PR #34743, opened 2026-04-16
p2p/discover: fix timeout loop early exit when removing expired matchers

tanvirman:
Save `el.Next()` before calling `plist.Remove(el)` so iteration continues correctly. Previously the loop exited after removing the first expired matcher because `Remove` invalidates the element's links.

### DIFF
--- a/p2p/discover/common.go
+++ b/p2p/discover/common.go
@@ -17,9 +17,11 @@
 package discover
 
 import (
+	"container/list"
 	"crypto/ecdsa"
 	crand "crypto/rand"
 	"encoding/binary"
+	"iter"
 	"math/rand"
 	"net"
 	"net/netip"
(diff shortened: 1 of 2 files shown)


MariusVanDerWijden:
I think this might be intentional

tanvirman:
> I think this might be intentional

Thanks for taking a look! Could you help me understand which part is intentional? I was mostly going off the fact that the gotreply branch just above uses the same for ... el.Next() + plist.Remove(el) pattern (where early-exit looks unintended), and here it also seems to make contTimeouts under-count when several matchers expire in the same tick — happy to adjust the PR if I'm missing the original intent.

fjl:
The fix is legit and it's a nice find. Can you also fix it for the other path please.

tanvirman:
> The fix is legit and it's a nice find. Can you also fix it for the other path please.

got the other two loops (gotreply and resetTimeout) in the same way.

fjl (approved):

PR #34745, opened 2026-04-17
eth/downloader: drop peers sending invalid bodies or receipts

healthykim:
- Fixes an error shadowing issue in the deliver() function, where a stale result from GetDeliverySlot caused the original failure to be overwritten by errStaleDelivery.
- Adds errInvalidBody and errInvalidReceipt to the downloader error checks to properly drop peers who sent invalid responses.


fjl (approved):
I launched a snap sync benchmark run on bench07/08 with this, let's see if it changed the disconnect behavior.

PR #34746, opened 2026-04-17
eth/protocols, eth/downloader: allow skipping unavailable responses

healthykim:
In the current implementation, the handler skips unavailable responses without inserting a placeholder. On the client side, skipped responses were not handled and all subsequent responses were discarded.

There are two possible approaches
- Stop appending responses when an unavailable response is found
- Append a placeholder for unavailable responses and handle them

This PR implements the second one


fjl:
Closing because we merged the alternative #34787

PR #34706, opened 2026-04-12
core/state,triedb/pathdb: bintrie flat state support 

CPerezz:
## Summary

Implements per-stem flat state storage for the binary trie (EIP-7864), closing the ~1.7x read performance gap vs MPT by enabling snapshot-style reads for bintrie accounts and storage.

**This PR includes:**

- **State hasher abstraction** (`Hasher` interface) — decouples trie hashing from `StateDB`, with `merkleHasher` and `binaryHasher` implementations. (From @rjl493456442, will rebase once his PR lands).
- **`flatStateCodec` abstraction** — interface abstracting flat-state key derivation, persistence, cache keys, and flush logic for both MPT (`merkleFlatCodec`) and bintrie (`bintrieFlatCodec`)
- **Per-stem flat state storage** — stem blob encoding (bitmap + packed offsets), rawdb accessors (`BinTrieStemPrefix`), read-modify-write flush
- **Bintrie snapshot generator** — `generateBinTrieStems` with RMW `flushStem`, sha256 validation, mid-stem resume support via `mergeStemBlob`
- **Leaf production hooks** — `LeafProducer` interface on `binaryHasher` tracking flat-state mutations alongside trie updates
- **`bintrieFlatReader`** — flat-state reader with per-offset extraction, `errBintrieFlatStateMiss` sentinel for trie fallback
- **Binary node iterator seek** — `binaryNodeIterator.seek()` for generator range iteration
- **Correctness fixes** — disk-layer shape mismatch, nil-nil shadowing, mid-stem resume data loss, fail-open gate, node hash function, error propagation, length validation
- **Typed nil panic fix** — root-cause fix for Go typed nil interface trap in `StopPrefetcher` + defensive nil-receiver guards
- **Integration tests** — oracle test (15 blocks, 48 accounts), storage tombstone, multi-block evolution, contract code generation, stem blob edge cases

PR #34754, opened 2026-04-17
trie/bintrie: skip clean nodes in CollectNodes to reduce commit write amplification

CPerezz:
## Problem

`BinaryTrie.Commit` unconditionally walked every resolved in-memory node and flushed it into the `NodeSet`, producing one Pebble write per resolved internal + stem node on every block — even when the node's on-disk blob was bitwise identical to the previous commit. On a warm 400M-state workload this meant tens of thousands of redundant 65-byte writes per block, compounding Pebble compaction pressure on every commit.

The existing `mustRecompute` flag tracks *hash* staleness, not *disk-blob* staleness: after `Hash()` completes, `mustRecompute` is cleared even though the fresh blob has not been persisted. It is therefore insufficient for a skip-flush optimization.

## Fix

Mirror the MPT committer pattern (`trie/committer.go:51-56`) by adding a `dirty` flag on `InternalNode` and `StemNode` with the semantics *the on-disk blob is stale*. The flag is:

- set to `true` wherever the node is created or structurally modified (the same call sites that already set `mustRecompute = true`);
- set to `false` only after the node has been passed to the `flushfn` inside `CollectNodes`;
- left `false` on nodes produced by `DeserializeNodeWithHash`, matching the *loaded from disk, already persisted* semantics.

`CollectNodes` short-circuits on `!dirty` subtrees. The propagation invariant (an ancestor of any dirty node is itself dirty) is already maintained by the existing `InsertValuesAtStem` / `Insert` paths, which now mirror every `mustRecompute = true` setter with a `dirty = true` setter.

## Benchmark

New `BenchmarkCollectNodes_SparseWrite` measures commit cost when only one leaf changes between blocks — the common case for state updates. 10,000-stem trie, one-leaf modification + Commit per iteration, Apple M4 Pro:

| | before | after | delta |
|---|---|---|---|
| time / op | 12,653,000 ns | 7,336 ns | **~1,725×** |
| bytes / op | 107,224,740 B | 37,774 B | **~2,839×** |
| allocs / op | 80,953 | 134 | **~604×** |

End-to-end impact on a real workload depends on the resolved-footprint-to-dirty-path ratio; the new `TestBinaryTrieCommitIncremental` provides a structural regression guard (asserts that a Commit following a single-leaf modification flushes a root-to-leaf path, not the whole tree).

---

Found all of this stuff while bloating my #34706 DB to make some benchmarks. And saw we were spending A LOT OF TIME on hashing.
Hope this helps the perf a bit. Will rebase the flat-state PR on top of this once merged.

### DIFF
--- a/trie/bintrie/binary_node.go
+++ b/trie/bintrie/binary_node.go
@@ -93,15 +93,15 @@ var invalidSerializedLength = errors.New("invalid serialized node length")
 // DeserializeNode deserializes a binary trie node from a byte slice. The
 // hash will be recomputed from the deserialized data.
 func DeserializeNode(serialized []byte, depth int) (BinaryNode, error) {
-	return deserializeNode(serialized, depth, common.Hash{}, true)
+	return deserializeNode(serialized, depth, common.Hash{}, true, true)
 }
 
 // DeserializeNodeWithHash deserializes a binary trie node from a byte slice, using the provided hash.
 func DeserializeNodeWithHash(serialized []byte, depth int, hn common.Hash) (BinaryNode, error) {
-	return deserializeNode(serialized, depth, hn, false)
+	return deserializeNode(serialized, depth, hn, false, false)
 }
 
-func deserializeNode(serialized []byte, depth int, hn common.Hash, mustRecompute bool) (BinaryNode, error) {
+func deserializeNode(serialized []byte, depth int, hn common.Hash, mustRecompute, dirty bool) (BinaryNode, error) {
 	if len(serialized) == 0 {
 		return Empty{}, nil
 	}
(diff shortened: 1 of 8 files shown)


gballet (commented):
That makes sense, but I would like a different twist on it: instead of using two booleans with vague names (especially `dirty`, which is confusing). I suggest using a state machine, so just an enum with 3 states: cached (it's the same as what is on disk), mustHash (was written to, needs to be rehashed) and mustFlush (rehashed, must be flushed).

CPerezz:
> That makes sense, but I would like a different twist on it: instead of using two booleans with vague names (especially `dirty`, which is confusing). I suggest using a state machine, so just an enum with 3 states: cached (it's the same as what is on disk), mustHash (was written to, needs to be rehashed) and mustFlush (rehashed, must be flushed).

Also for the MPT? Notice is using the same approach as in this PR.
If so, will ammend this and make a new PR for the MPT side-of things

gballet (dismissed):
k, never mind then

gballet (approved):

■ ■ ■

# Try it
When a line in the records holds the string "gballet", copy that line.

# Reply
gballet (commented):
gballet (dismissed):
gballet (approved):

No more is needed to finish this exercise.